▶ Source records:
PR #709, opened 2020-01-14
SPEC-1514: Specify behavior of empty URI authentication options

jstewart-mongo:
SPEC-1514

Added language to define how empty authentication-related options are to be handled. If an auth related option is specified but empty, the option should be assigned the default value.

### DIFF
--- a/source/auth/auth.rst
+++ b/source/auth/auth.rst
@@ -1161,7 +1161,7 @@ Version History
 ===============
 
 Version 1.9.0 Changes
-    * Clarify that drivers should raise and error when a connection string
+    * Clarify that drivers must raise an error when a connection string
       has an empty value for authSource.
 
 Version 1.8.3 Changes
--- a/source/auth/auth.rst
+++ b/source/auth/auth.rst
@@ -6,7 +6,7 @@ Driver Authentication
 =====================
 
 :Spec: 100
-:Spec Version: 1.8.3
+:Spec Version: 1.9.0
 :Title: Driver Authentication
 :Author: Craig Wilson, David Golden
 :Advisors: Andy Schwerin, Bernie Hacket, Jeff Yemin, David Golden
@@ -978,7 +978,7 @@ gssapiServiceName (deprecated)
 Errors
 ------
 
-Drivers SHOULD raise an error if the ``authSource`` option is specified in the connection string with an empty value, e.g. ``mongodb://localhost/admin?authSource=``.
+Drivers MUST raise an error if the ``authSource`` option is specified in the connection string with an empty value, e.g. ``mongodb://localhost/admin?authSource=``.
 
 
 Implementation
@@ -1160,14 +1160,16 @@ Q: Why does SCRAM sometimes SASLprep and sometimes not?
 Version History
 ===============
 
+Version 1.9.0 Changes
+    * Clarify that drivers should raise and error when a connection string
+      has an empty value for authSource.
+
 Version 1.8.3 Changes
     * Clarify that authSource in URI is not treated as a user configuring
       auth credentials.
 
 Version 1.8.2 Changes
     * Added MONGODB-IAM auth mechanism
-    * Clarify that drivers should raise and error when a connection string
-      has an empty value for authSource.
 
 Version 1.8.1 Changes
     * Clarify database to use for auth mechanism negotiation.
--- a/source/auth/auth.rst
+++ b/source/auth/auth.rst
@@ -974,6 +974,8 @@ authMechanismProperties=PROPERTY_NAME:PROPERTY_VALUE,PROPERTY_NAME2:PROPERTY_VAL
 gssapiServiceName (deprecated)
 	An alias for ``authMechanismProperties=SERVICE_NAME:mongodb``.
 
+If any of the auth related options are specified in the connection string without a value, e.g. ``mongodb://localhost/admin?authSource=``, the default value for the option should be used.
+
 
 Implementation
 --------------
--- a/source/auth/auth.rst
+++ b/source/auth/auth.rst
@@ -974,7 +974,11 @@ authMechanismProperties=PROPERTY_NAME:PROPERTY_VALUE,PROPERTY_NAME2:PROPERTY_VAL
 gssapiServiceName (deprecated)
 	An alias for ``authMechanismProperties=SERVICE_NAME:mongodb``.
 
-If any of the auth related options are specified in the connection string without a value, e.g. ``mongodb://localhost/admin?authSource=``, the default value for the option should be used.
+
+Errors
+------
+
+Drivers SHOULD raise an error if the ``authSource`` option is specified in the connection string with an empty value, e.g. ``mongodb://localhost/admin?authSource=``.
 
 
 Implementation
@@ -1162,6 +1166,8 @@ Version 1.8.3 Changes
 
 Version 1.8.2 Changes
     * Added MONGODB-IAM auth mechanism
+    * Clarify that drivers should raise and error when a connection string
+      has an empty value for authSource.
 
 Version 1.8.1 Changes
     * Clarify database to use for auth mechanism negotiation.
--- a/source/auth/tests/connection-string.json
+++ b/source/auth/tests/connection-string.json
@@ -113,6 +113,11 @@
       "valid": false
     },
     {
+      "description": "must raise an error when the authSource is empty without credentials",
+      "uri": "mongodb://localhost/admin?authSource=",
+      "valid": false
+    },
+    {
       "description": "should throw an exception if authSource is invalid (GSSAPI)",
       "uri": "mongodb://user%40DOMAIN.COM@localhost/?authMechanism=GSSAPI&authSource=foo",
       "valid": false
--- a/source/auth/tests/connection-string.json
+++ b/source/auth/tests/connection-string.json
@@ -25,6 +25,18 @@
       }
     },
     {
+      "description": "should use the database when the authSource is empty",
+      "uri": "mongodb://user:password@localhost/foo?authSource=",
+      "valid": true,
+      "credential": {
+        "username": "user",
+        "password": "password",
+        "source": "foo",
+        "mechanism": null,
+        "mechanism_properties": null
+      }
+    },
+    {
       "description": "should use the authSource when specified",
       "uri": "mongodb://user:password@localhost/foo?authSource=bar",
       "valid": true,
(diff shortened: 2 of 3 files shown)


source/auth/auth.rst
```diff
@@ -970,6 +970,8 @@ authMechanismProperties=PROPERTY_NAME:PROPERTY_VALUE,PROPERTY_NAME2:PROPERTY_VAL
 gssapiServiceName (deprecated)
 	An alias for ``authMechanismProperties=SERVICE_NAME:mongodb``.
 
+If any of the auth related options are specified in the connection string without a value, e.g. ``mongodb://localhost/admin?authSource=``, the default value for the option should be used.
```
rozza: Update the changes section and last modified.

source/auth/tests/connection-string.json
```diff
@@ -24,6 +24,18 @@
         "mechanism_properties": null
       }
     },
+    {
+      "description": "should use the database when the authSource is empty",
```
rozza: Also add a test with no database: `mongodb://user:password@localhost/?authSource=`

p-mongo:
I suggested the following in the spec ticket:

> It may be convenient for users to treat an empty authSource the same way as if authSource was not provided at all. This is also in line with common web development conventions.

However, I am having second thoughts about this approach. Currently the Ruby driver passes an empty auth source to the server during authentication, which subsequently fails:

<pre>
Mongo::Auth::Unauthorized (User a (mechanism: scram) is not authorized to access admin (auth source: , used mechanism: SCRAM-SHA-1, used server: localhost:14422 (PRIMARY)): Invalid database name: '' (on localhost:14422))
</pre>

Reading the auth spec again, I notice it has this language in https://github.com/mongodb/specifications/blob/master/source/auth/auth.rst#implementation:

> The source is determined by the following: 
>        if authSource is specified, it is used.

There is also precedent in the auth spec for treating empty strings as specified values (https://github.com/mongodb/specifications/blob/master/source/auth/auth.rst#credential-delimiter-in-uri-implies-authentication):

> The presence of a credential delimiter (i.e. @) in the URI connection string is evidence that the user has unambiguously specified user information and MUST be interpreted as a user configuring authentication credentials (even if the username and/or password are empty strings).

In light of this, I think performing a driver survey of how an empty string for authSource is handled is a good next step, and if there is consensus among existing implementations that this causes them to set authSource to the empty string, and subsequently allowing auth to fail, I currently am in favor of this approach.

jyemin:
I am not inclined to special-case the auth-related connection string options.  It seems confusing, and will complicate connection string parser implementations if we treat each option on a case-by-case basis.

So if we do anything, let's do it in the [connection string specification](https://github.com/mongodb/specifications/blob/master/source/connection-string/connection-string-spec.rst#defining-connection-options) and make it apply globally to all options.

Unfortunately, the one place I've seen that we've (sort of) defined the semantics of a missing value is for readPreferenceTags.  See https://github.com/mongodb/specifications/blob/d49015c0269354d16c13ff97698a7045d4354026/source/connection-string/connection-string-spec.rst#id22, the section about Lists.  This was probably a mistake, but it is necessary to be able to specify the empty tag set as the possible last set of tags.

source/auth/auth.rst
jmikola: Per discussion in #driver-devs, I think this should just specify that drivers should raise an error if `authSource` is an empty string. We also talked about opening separate tickets to (a) clarify how empty values in a connection string are parsed (in connection string spec) and (b) specify validation rules for other string options that might receive an empty value (in the URI options spec).

@jstewart-mongo: Neither the PR nor the commit reference [SPEC-1514](https://jira.mongodb.org/browse/SPEC-1514). Please make sure it's at least in the commit message so this change gets linked back to the JIRA issue (in both directions).

jstewart-mongo: @rozza I have updated the changes section and last modified.
@jmikola I have updated the commit message to reference the ticket.
I created a new subsection to describe what drivers should do when `authSource` is specified with an empty string.

source/auth/tests/connection-string.json
jstewart-mongo: I have removed this test and added a new one that makes it invalid when `authSource` is empty.

source/auth/auth.rst
```diff
@@ -13,7 +13,7 @@ Driver Authentication
 :Status: Accepted
 :Type: Standards
 :Minimum Server Version: 2.6
-:Last Modified: 2020-01-13
+:Last Modified: 2020-01-16
```
jmikola: This warrants a bump to the spec version. In light of https://github.com/mongodb/specifications/pull/713#discussion_r368152348, I suppose we could just go directly to 1.9.0 with this change since the diff here is more of a behavioral change.

source/auth/auth.rst
```diff
@@ -971,6 +971,12 @@ gssapiServiceName (deprecated)
 	An alias for ``authMechanismProperties=SERVICE_NAME:mongodb``.
 
 
+Errors
+------
+
+Drivers SHOULD raise an error if the ``authSource`` option is specified in the connection string with an empty value, e.g. ``mongodb://localhost/admin?authSource=``.
```
jmikola: Why SHOULD instead of MUST? Is there a concern that being prescriptive here would result in drivers raising errors for existing applications after they upgrade?

I noticed that https://github.com/mongodb/specifications/pull/714 is only addressing integer and boolean types. Any reason to omit string types there? It seems like the appropriate ticket to clarify that `foo=&...` be parsed as an empty string for the `foo` option (assuming it expects a string).

jmikola: In response to my second paragraph, I missed this comment from @jstewart-mongo in Slack:

> I glossed over this before, but the connection string spec contains the following in the section > Key Value Pair: Value (optional) -- the value if provided otherwise it defaults to an empty string.

Point noted on that, but my earlier question about MUST still stands.

jstewart-mongo: I did have the concern about the upgrade, but I do believe that an error should be raised, so I have changed the wording to use MUST.

source/auth/auth.rst
jstewart-mongo: I have bumped the version to 1.9.0.

source/auth/auth.rst
jmikola: > I have changed the wording to use MUST.

The PR still says "SHOULD". Has that change not been pushed?

source/auth/auth.rst
jmikola: Per https://github.com/mongodb/specifications/pull/713#discussion_r369150127, please update "Spec Version" in the header a few lines up.

source/auth/auth.rst
```diff
@@ -1152,6 +1158,8 @@ Version History
 
 Version 1.8.2 Changes
     * Added MONGODB-IAM auth mechanism
+    * Clarify that drivers should raise and error when a connection string
```
jmikola: I don't think this belongs under a previous version heading. Since you bumped the version to 1.9.0, there should probably be a new "Version 1.9.0 Changes" heading here.

Side note: I don't understand by introduction of MONGODB-IAM itself didn't warrant a minor version bump to 1.9.0 on its own, but that's a separate issue from https://github.com/mongodb/specifications/pull/697. I'm won't push that we correct that, but I did want to make a note of it for @bazile-clyde and @jyemin.

source/auth/auth.rst

source/auth/auth.rst
jstewart-mongo: I have revised the version history to include the new heading.

source/auth/auth.rst
```diff
@@ -1150,8 +1156,14 @@ Q: Why does SCRAM sometimes SASLprep and sometimes not?
 Version History
 ===============
 
+Version 1.9.0 Changes
+    * Clarify that drivers should raise and error when a connection string
```
p-mongo: "must raise an error" (must & an).

source/auth/auth.rst
p-mongo: I am not sure whether this hunk conflicts with changes elsewhere, but it looks like this is a copy of the 1.9.0 changelog and so thus hunk should be removed and just the paragraph under 1.9.0 left over.

jstewart-mongo: I have removed this text.

source/auth/auth.rst
jstewart-mongo: I have updated this text.

source/auth/auth.rst
p-mongo: It still appears to be in the diff. Also please merge/rebase this PR on master so that it is an accurate representation of what will ultimately be committed.

source/auth/tests/connection-string.yml
```diff
@@ -85,6 +85,10 @@ tests:
             mechanism: "GSSAPI"
             mechanism_properties:
                 SERVICE_NAME: "mongodb"
+    -
+        description: "should raise an error when the authSource is empty"
```
jmikola: Per the spec language change, this test should be renamed to "must raise an error..." (along with the JSON version).

source/auth/auth.rst
jstewart-mongo: I'm not sure how this change did not get pushed. The text is no longer in the diff.

jstewart-mongo:
@jyemin Please take a look.

source/auth/auth.rst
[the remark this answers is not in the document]
jmikola: I don't think it conflicts with SPEC-1511. https://github.com/mongodb/specifications/commit/af6b8b14606d43f1938a2a8da23801f05c6cf4ab doesn't care about the _value_ of `authSource` -- it just states that the presence of `authSource` alone is not sufficient to invoke authentication.

This issue is prohibiting an empty value for `authSource` in _any_ situation -- and if an error is raised (MUST per your other suggestion, which I support) then the driver would never even make it to the point where it might consider invoking auth.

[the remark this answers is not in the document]
jstewart-mongo: Done.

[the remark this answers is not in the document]
jyemin: Let's at least add a test that asserts that `mongodb://localhost/admin?authSource=` is also invalid.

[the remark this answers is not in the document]
jstewart-mongo: I have added a test with the suggested connection string.

jstewart-mongo:
@jyemin I have added the test you suggested. Please review.

PR #710, opened 2020-01-14
SPEC-1491: Deprecate oplogReplay find option

jmikola:
https://jira.mongodb.org/browse/SPEC-1491

### DIFF
--- a/source/crud/crud.rst
+++ b/source/crud/crud.rst
@@ -12,7 +12,7 @@ Driver CRUD API
 :Status: Approved
 :Type: Standards
 :Minimum Server Version: 2.6
-:Last Modified: January 10, 2020
+:Last Modified: January 14, 2020
 
 .. contents::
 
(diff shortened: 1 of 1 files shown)


source/crud/crud.rst
```diff
@@ -546,12 +546,16 @@ Read
...
 
     /**
-     * Internal replication use only - driver should not set
+     * Enables optimization when querying the oplog for a range of ts values
+     *
+     * Note: this option is intended for internal replication use only.
      *
      * This option is sent only if the caller explicitly provides a value. The default is to not send a value.
      * For servers < 3.2, the OplogReplay wire protocol flag is used and defaults to false.
+     * For servers >= 4.4, the server will ignore this option if set (see: SERVER-36186).
```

▶ Problem to solve:
Copy all lines from the material that include "pushed".

▶ Answer:
The PR still says "SHOULD". Has that change not been pushed?
jstewart-mongo: I'm not sure how this change did not get pushed. The text is no longer in the diff.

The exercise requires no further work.